Он не помнил, как она вышла, и на несколько часов провалился в забытье; когда очнулся, была уже ночь, и Клингенмайер отпаивал его кислым мексиканским чаем.
— Кризис как будто миновал, — говорил он важно, — и теперь я уж не сомневаюсь — вы по эту сторону.

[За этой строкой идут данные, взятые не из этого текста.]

Issue #7136, opened 2026-09-11
[Filestore] cross-shard exchange rename leaves source ref ShardId/ShardNodeName empty


qkrorlqr:
Basically cross-shard exchange rename (i.e. rename op with RENAME_EXCHANGE) doesn't properly work - in most of the cases when the destination node ref exists the values of ShardId and ShardNodeName of the destination node ref are not transported back to the source shard and thus the source node ref is not filled.

Nodes aren't lost but they become orphaned.

PR #7137, opened 2026-09-11
issue-7136: fixing cross-shard RenameNode with EXCHANGE flag - properly returning OldTargetNodeShard{Id,Name} to the source shard

qkrorlqr:
### Notes
The main problem: `args.Response` was filled but not copied to the actual response - fixed it, added a ut.

Other changes:
* `RenameNodeInDestination` with `EXCHANGE` flag returns `OldTargetNode` ref upon `S_ALREADY`
* `ListNodes` doesn't crash upon missing local node - reports a critical event instead
* `ResponseLogEntryTTL` is now 1 day by default
* `OpLogEntryCount` and `ResponseLogEntryCount` sensors are now aggregatable sums

### Issue
https://github.com/ydb-platform/nbs/issues/7136
https://github.com/ydb-platform/nbs/issues/2667

### DIFF
--- a/cloud/filestore/libs/diagnostics/critical_events.h
+++ b/cloud/filestore/libs/diagnostics/critical_events.h
@@ -73,6 +73,7 @@ namespace NCloud::NFileStore{
     xxx(AvailabilityCountersUnavailableInterval)                               \
     xxx(AvailabilityCountersMissingIntervals)                                  \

— То-то и жаль. Скажите, приходила она?
— Даже если она за вами и приходила, — по-своему понял его Клингенмайер, — то на этот раз ушла без добычи. Как говорится, жизнь опять победила смерть неизвестным науке способом! Впрочем, наши травы и соли тоже кое-чего стоят, и этот волшебный чай… Пейте волшебный чай! Он так и не узнал никогда, приходила она или нет.
28
И тем не менее, словно действительно сама жизнь пришла к нему, чтобы против его воли вытащить с того света, — с июля он начал поправляться. Ять понимал теперь, что такое настоящее истощение и подлинная потеря рассудка. Он смутно помнил последний месяц перед тем, как слечь, — только чернело огромное пятно в памяти, и он сам предпочитал до поры не трогать его. Милосердный Клингенмайер упорно прерывал любые разговоры на эту тему: не знаю, помилуйте, о чем вы? Ять читал газеты — и не находил в них ничего; да и газеты были такие, что читать их он почти не мог. «Путь» закрыли, «Речь» не возобновляли, «Знамя труда» уничтожили после таинственных событий в Кронштадте, о которых он знал мало — да и никто не знал достоверно. Собственно, он и не жил в то холодное лето. Жило его тело, словно радовавшееся тому, что разум спит. Оно могло теперь вдоволь наслаждаться скупым теплом, лиственным шумом, чахлой зеленью, каждым куском черного хлеба с вкраплениями жмыха, — и если прежде солнце, еда, запах мокрой пыли будили его мысль и питали ее, то теперь, напротив, все поспешно восстанавливаемые силы уходили только на то, чтобы не помнить, не думать, замкнуть слух.
Теперь он вглядывался в дома, в узор ветвей, трещины коры, в блеклые городские левкои, в медленно разрушающуюся Петроградскую сторону, в ржавые трамваи, так и стоявшие без движения в своих тупиках; люди редко занимали его. Он ходил по городу, как тень, и чувствовал себя почти незаметным. И на него в самом деле никто не смотрел, а кто замечал — принимал за солдата. Едва отросшие волосы, обвисшие усы, черное пальто, явно слишком широкое для него, словно только что по возвращении с фронта купленное на Сенном, а то и снятое с позднего прохожего, — так; выглядели многие в Петрограде восемнадцатого года; и его не трогали потому, что все самое главное с ним было уже сделано. Так он чувствовал. Что-то, составлявшее собственно Ятя, что-то, отличавшее его от прочих и делавшее повсюду изгоем, во время болезни умерло. Есть одно, что в ней скончалось безвозвратно. Эти строчки он помнил, но о чем там речь — толком не понимал.